The sessions — one at Perry World House on Thursday at 4 p.m. and another virtually on Friday at 12 p.m. — are set to be moderated by University of Pennsylvania Carey Law School professor and Past Chair of the Faculty Senate Eric Feldman.
“My role is to ensure that Penn students, faculty, staff, and postdoctoral trainees have an opportunity to express their views on the proposed revisions to the Guidelines on Open Expression, and to ensure that those views are clearly and accurately conveyed to Penn’s senior administration,” Feldman wrote in a statement to the DP.
“The listening sessions will emphasize anonymous feedback and privacy and acknowledgement of transparency concerns and distrust stemming from the review process and timeline to-date,” according to the Faculty Senate’s April 15 report.
Wharton professor and committee chair Phil Nichols wrote in a statement to the DP that Penn “should develop its support for and understanding of the meaning of open expression as a community” and that “one important role for the Committee is participating in this critically important community exercise.”
“The real work begins once the members of our community – students, staff, faculty, and all – have had a chance to provide input through the two listening events, on Thursday and Friday, or through the confidential online portal,” Nichols added.
Changes to the committee and shared governance
When the Committee on Open Expression called for a review of the guidelines in May 2024, Orts told the DP that there was a “general sense” that the structure and authority of the committee needed to be reformed.
At the time, he explained that the committee’s role was “only advisory” under the Vice Provost for University Life and noted that some believe “this committee should have more power than that and should be able to tell the VPUL what to do.”

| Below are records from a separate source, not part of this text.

PR #801, opened 2021-07-06
Fix build m1

last-partizan:
Attempt to fix m1 build

- [x] Fix
- [ ] Feature
- [ ] Codestyle
- [ ] Refactor
- [ ] Other

- [x] No

### DIFF
--- a/.github/workflows/snap.yaml
+++ b/.github/workflows/snap.yaml
@@ -1,6 +1,8 @@
 name: Snap
 
-on: [push]
+on:
+  push:
+    branches: [ main ]
 
 jobs:
   snap:
@@ -9,12 +11,12 @@ jobs:
     steps:
     - name: Check out Git repository
       uses: actions/checkout@v2
-    
+
     - uses: snapcore/action-build@v1
       env:
         SNAPCRAFT_BUILD_ENVIRONMENT_MEMORY: 6G
       id: snapcraft
-    
+
     - uses: actions/upload-artifact@v2
       with:
         name: snap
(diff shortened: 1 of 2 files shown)


.github/workflows/snap.yaml
```diff
@@ -1,6 +1,8 @@
 name: Snap
 
-on: [push]
+on:
+  push:
+    branches: [ main ]
```
last-partizan, line 5: @Kethku i was fixing build for m1, when i noticed this. Bulding and publishing snaps on each push.

That's probably not how it supposed to work. I changed this to publish snaps only for main branch.

Kethku: I think you're likely correct. Good catch

Kethku:
I have no reason to assume this doesn't fix things, but I really don't have the expertise to know either way. @last-partizan I'll defer to your judgement. THis looks good to me.

last-partizan:
Great, merging thins.

And it will publish snaps after merge.

j4qfrost:
This was my bad, the on push was there because I was testing my changes.

last-partizan:
Btw, pipeline completed successfully, but latest release here: https://snapcraft.io/neovide is still from `13 June 2021`.

Any ideas why?

shaunsingh:
I believe that release is still at the stable version, there should be a flag to install the latest version published by the actions 

I believe it was `--beta`

j4qfrost:
I have to manually add the snaps in. Not sure there's a way around that.
Stable releases should be added manually anyway.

Instead, the updated draft places the committee — previously “semi-independent from the Provost and the administration” — in an even smaller role.
“The administration is taking over control,” Orts said. “It’s a purely advisory body to the administration.”
Previously, the committee was an independent committee of the University Council and operated in an advisory role under the VPUL, as clarified by interpretive guidelines adopted in 2023.
Orts told the DP that the committee previously agreed to move away from the University Council — which he called “highly dysfunctional” — to fall under the Faculty Senate.
“But now the new [draft] says the Senate and the Provost,” Orts said. “That’s a much different thing because then you’re not independent anymore.”
Orts expressed his belief that the draft guidelines show “that the administration is afraid of having some independent body.”
Lingel also voiced concern about the administration’s influence over open expression.
“I’m concerned that these guidelines concentrate so much power in the Provost’s office rather than in some sort of entity that has more representation across different campus stakeholders and much more transparency,” Lingel told the DP.
The new Executive Director of Open Expression, for example, reports to the Provost with “a dotted line report to the Faculty Senate Tri-Chairs.” Under the draft guidelines, the Provost also names staff and students to the committee after being given “advice and recommendations” by respective constituent bodies.
The process for faculty is described differently, involving nominations by the Faculty Senate Executive Committee — though the Provost “may request alternative individual nominations” and ultimately must approve committee members.
“It gives this air of the Provost reserving the right to swap out anyone that they don’t particularly want to have on the committee,” Chan said.
Woods told the DP that he is concerned there is “no guarantee that any sort of protections won’t just be thrust to the side when it is expedient” — such as the implementation of the temporary guidelines.
“On that front, it seems to me that any promises or any wins that are made on these new guidelines are kind of meaningless,” Woods said. “I hope that we get more absolute, ironclad speech protections for students and that we get some kind of institutional guarantee not to encroach on expression.”